■ AIM OF THE TASK
Exact repetition, please: start with the line where "sridhargaddam: It was" appears and stop after the final line of the records.
++++ PROVIDED DATA ++++
PR #1340, opened 2021-05-17
Create GN2.0 iptable chains in appropriate order

sridhargaddam:
This PR creates the necessary iptable chains in a specific order
and subsequent PRs will populate the iptable rules in the appropriate
chains.

Sample output of IPTables chains:
```
Chain SUBMARINER-GN-EGRESS (1 references)
num   pkts bytes target     prot opt in     out     source               destination         
1      950 59367 SUBMARINER-GN-MARK  all  --  *      *       0.0.0.0/0            0.0.0.0/0           
2      950 59367 SM-GN-EGRESS-PODS  all  --  *      *       0.0.0.0/0            0.0.0.0/0           
3      950 59367 SM-GN-EGRESS-HDLS-PODS  all  --  *      *       0.0.0.0/0            0.0.0.0/0           
4      950 59367 SM-GN-EGRESS-NS  all  --  *      *       0.0.0.0/0            0.0.0.0/0           
5      950 59367 SM-GN-EGRESS-CLUSTER  all  --  *      *       0.0.0.0/0            0.0.0.0/0 
```

### DIFF
--- a/pkg/globalnet/controllers/ipam/globalnet.go
+++ b/pkg/globalnet/controllers/ipam/globalnet.go
@@ -66,6 +66,50 @@ func (i *Controller) initIPTableChains() error {
 		klog.Errorf("error inserting iptables rule %q: %v\n", strings.Join(forwardToSubGlobalNetChain, " "), err)
 	}
 
+	klog.V(log.DEBUG).Infof("Install/ensure %s chain exists", constants.SmGlobalnetEgressChainForPods)
+
+	if err := util.CreateChainIfNotExists(i.ipt, "nat", constants.SmGlobalnetEgressChainForPods); err != nil {
+		return fmt.Errorf("error creating iptables chain %s: %v", constants.SmGlobalnetEgressChainForPods, err)
+	}
+
+	klog.V(log.DEBUG).Infof("Install/ensure %s chain exists", constants.SmGlobalnetEgressChainForHeadlessSvcPods)
+
+	if err := util.CreateChainIfNotExists(i.ipt, "nat", constants.SmGlobalnetEgressChainForHeadlessSvcPods); err != nil {
+		return fmt.Errorf("error creating iptables chain %s: %v", constants.SmGlobalnetEgressChainForHeadlessSvcPods, err)
+	}
+
+	klog.V(log.DEBUG).Infof("Install/ensure %s chain exists", constants.SmGlobalnetEgressChainForNamespace)
+
+	if err := util.CreateChainIfNotExists(i.ipt, "nat", constants.SmGlobalnetEgressChainForNamespace); err != nil {
+		return fmt.Errorf("error creating iptables chain %s: %v", constants.SmGlobalnetEgressChainForNamespace, err)
+	}
+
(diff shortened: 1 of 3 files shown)


pkg/globalnet/controllers/ipam/globalnet.go
```diff
@@ -66,6 +66,50 @@ func (i *Controller) initIPTableChains() error {
 		klog.Errorf("error inserting iptables rule %q: %v\n", strings.Join(forwardToSubGlobalNetChain, " "), err)
 	}
 
+	klog.V(log.DEBUG).Infof("Install/ensure %s chain exists", constants.SmGlobalnetEgressChainForPods)
```
vthapar, line 69: Won't it be better to combine log msg with the util method? If we don't want to always log, maybe something like `CreateChainIfNotExistsWithLog` ?

pkg/routeagent_driver/constants/constants.go
```diff
@@ -20,6 +20,12 @@ const (
 	SmGlobalnetEgressChain  = "SUBMARINER-GN-EGRESS"
 	SmGlobalnetMarkChain    = "SUBMARINER-GN-MARK"
 
+	// The following chains are added as part of GN 2.0 implementation
+	SmGlobalnetEgressChainForPods         = "SM-GN-EGRESS-PODS"
+	SmGlobalnetEgressChainHeadlessSvcPods = "SM-GN-EGRESS-HDLS-PODS"
```
vthapar:
```suggestion
	SmGlobalnetEgressChainForHeadlessSvcPods = "SM-GN-EGRESS-HDLS-PODS"
```

pkg/routeagent_driver/constants/constants.go
```diff
@@ -20,6 +20,12 @@ const (
...
+	SmGlobalnetEgressChainForNamespace    = "SM-GN-EGRESS-NS"
+	SmGlobalnetEgressChainCluster         = "SM-GN-EGRESS-CLUSTER"
```
vthapar:
```suggestion
	SmGlobalnetEgressChainForCluster         = "SM-GN-EGRESS-CLUSTER"
```

pkg/routeagent_driver/constants/constants.go
vthapar: Just to be consistent in naming

vthapar (changes requested):

pkg/globalnet/controllers/ipam/globalnet.go
sridhargaddam: These logs are printed only once when the Globalnet Pod comes up and will help us while debugging any issues at least until we fully transition to Globalnet 2.0 and it becomes stable.

pkg/routeagent_driver/constants/constants.go
sridhargaddam: It was becoming tooo long and it's just an internal constant. But anyways, I can change.

tpantelis (approved):

vthapar (approved):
++++
■ TASK OUTPUT
sridhargaddam: It was becoming tooo long and it's just an internal constant. But anyways, I can change.

tpantelis (approved):

vthapar (approved):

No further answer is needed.